[EXERCISE INPUT — start]
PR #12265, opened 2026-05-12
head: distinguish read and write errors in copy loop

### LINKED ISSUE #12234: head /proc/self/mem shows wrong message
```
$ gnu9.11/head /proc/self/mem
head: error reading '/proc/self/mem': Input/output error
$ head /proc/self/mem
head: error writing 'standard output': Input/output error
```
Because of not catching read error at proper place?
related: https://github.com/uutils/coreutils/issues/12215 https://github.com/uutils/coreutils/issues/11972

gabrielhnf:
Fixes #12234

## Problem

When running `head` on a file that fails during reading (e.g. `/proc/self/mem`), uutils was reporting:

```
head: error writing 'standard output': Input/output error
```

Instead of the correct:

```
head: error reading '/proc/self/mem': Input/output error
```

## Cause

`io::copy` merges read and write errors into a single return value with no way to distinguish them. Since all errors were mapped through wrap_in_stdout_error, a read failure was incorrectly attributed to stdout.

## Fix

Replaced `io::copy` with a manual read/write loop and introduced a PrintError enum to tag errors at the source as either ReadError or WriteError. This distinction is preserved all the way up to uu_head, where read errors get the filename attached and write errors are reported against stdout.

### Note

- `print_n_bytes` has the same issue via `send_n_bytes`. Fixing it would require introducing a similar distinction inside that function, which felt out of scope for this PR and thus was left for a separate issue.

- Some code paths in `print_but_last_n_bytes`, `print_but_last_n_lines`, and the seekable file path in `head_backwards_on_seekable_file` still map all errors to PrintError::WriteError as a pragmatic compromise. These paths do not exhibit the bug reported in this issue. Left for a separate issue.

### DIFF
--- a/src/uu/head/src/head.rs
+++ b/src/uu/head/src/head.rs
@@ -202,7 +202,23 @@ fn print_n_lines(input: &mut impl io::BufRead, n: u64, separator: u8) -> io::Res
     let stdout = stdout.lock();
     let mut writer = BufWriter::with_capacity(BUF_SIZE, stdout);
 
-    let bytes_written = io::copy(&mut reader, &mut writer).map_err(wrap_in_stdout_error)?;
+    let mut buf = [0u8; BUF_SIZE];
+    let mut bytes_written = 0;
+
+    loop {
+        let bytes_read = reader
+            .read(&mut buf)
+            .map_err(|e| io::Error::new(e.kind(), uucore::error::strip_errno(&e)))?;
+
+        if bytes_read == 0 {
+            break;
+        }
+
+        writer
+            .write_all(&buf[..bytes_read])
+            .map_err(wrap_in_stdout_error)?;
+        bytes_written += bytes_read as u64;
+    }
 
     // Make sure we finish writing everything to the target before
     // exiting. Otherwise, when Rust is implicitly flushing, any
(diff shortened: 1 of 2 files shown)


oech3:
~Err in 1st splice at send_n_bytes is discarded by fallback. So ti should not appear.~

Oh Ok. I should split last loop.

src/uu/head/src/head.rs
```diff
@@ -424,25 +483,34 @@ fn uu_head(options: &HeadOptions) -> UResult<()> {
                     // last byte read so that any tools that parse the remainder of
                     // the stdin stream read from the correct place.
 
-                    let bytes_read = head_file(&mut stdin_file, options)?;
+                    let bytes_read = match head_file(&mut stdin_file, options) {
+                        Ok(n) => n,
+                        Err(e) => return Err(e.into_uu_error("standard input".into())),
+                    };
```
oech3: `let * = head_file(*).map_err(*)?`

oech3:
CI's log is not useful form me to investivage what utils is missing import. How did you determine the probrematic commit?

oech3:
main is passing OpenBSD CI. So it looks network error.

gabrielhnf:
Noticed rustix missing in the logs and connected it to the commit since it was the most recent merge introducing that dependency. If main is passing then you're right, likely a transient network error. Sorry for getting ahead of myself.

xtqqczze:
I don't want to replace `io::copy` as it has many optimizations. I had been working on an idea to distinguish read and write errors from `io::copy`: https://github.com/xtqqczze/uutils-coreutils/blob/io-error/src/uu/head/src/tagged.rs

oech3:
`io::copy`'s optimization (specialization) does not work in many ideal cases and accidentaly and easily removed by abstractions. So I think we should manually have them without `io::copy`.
[EXERCISE INPUT — finish]
[EXERCISE INPUT — start]
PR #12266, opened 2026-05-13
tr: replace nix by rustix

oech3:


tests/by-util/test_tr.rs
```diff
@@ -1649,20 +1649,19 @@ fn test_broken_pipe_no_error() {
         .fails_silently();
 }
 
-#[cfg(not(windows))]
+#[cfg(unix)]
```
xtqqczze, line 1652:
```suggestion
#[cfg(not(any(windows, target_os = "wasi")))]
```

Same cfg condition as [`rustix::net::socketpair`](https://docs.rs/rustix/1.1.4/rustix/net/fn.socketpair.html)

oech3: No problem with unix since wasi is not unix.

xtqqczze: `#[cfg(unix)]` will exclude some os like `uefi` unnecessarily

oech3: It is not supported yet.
[EXERCISE INPUT — finish]
[EXERCISE INPUT — start]
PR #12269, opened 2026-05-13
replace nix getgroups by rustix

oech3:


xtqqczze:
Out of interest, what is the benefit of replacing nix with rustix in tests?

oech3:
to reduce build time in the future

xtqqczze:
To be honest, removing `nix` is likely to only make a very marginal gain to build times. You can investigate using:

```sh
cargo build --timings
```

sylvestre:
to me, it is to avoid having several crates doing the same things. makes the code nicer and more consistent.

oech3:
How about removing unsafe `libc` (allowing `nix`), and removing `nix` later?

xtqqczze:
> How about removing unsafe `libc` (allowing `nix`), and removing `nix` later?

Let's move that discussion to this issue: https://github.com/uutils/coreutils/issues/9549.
[EXERCISE INPUT — finish]
**WORK ORDER**.
Would you show each line of the material above that contains the string "removing"?

**TASK OUTPUT**.
To be honest, removing `nix` is likely to only make a very marginal gain to build times. You can investigate using:
How about removing unsafe `libc` (allowing `nix`), and removing `nix` later?
> How about removing unsafe `libc` (allowing `nix`), and removing `nix` later?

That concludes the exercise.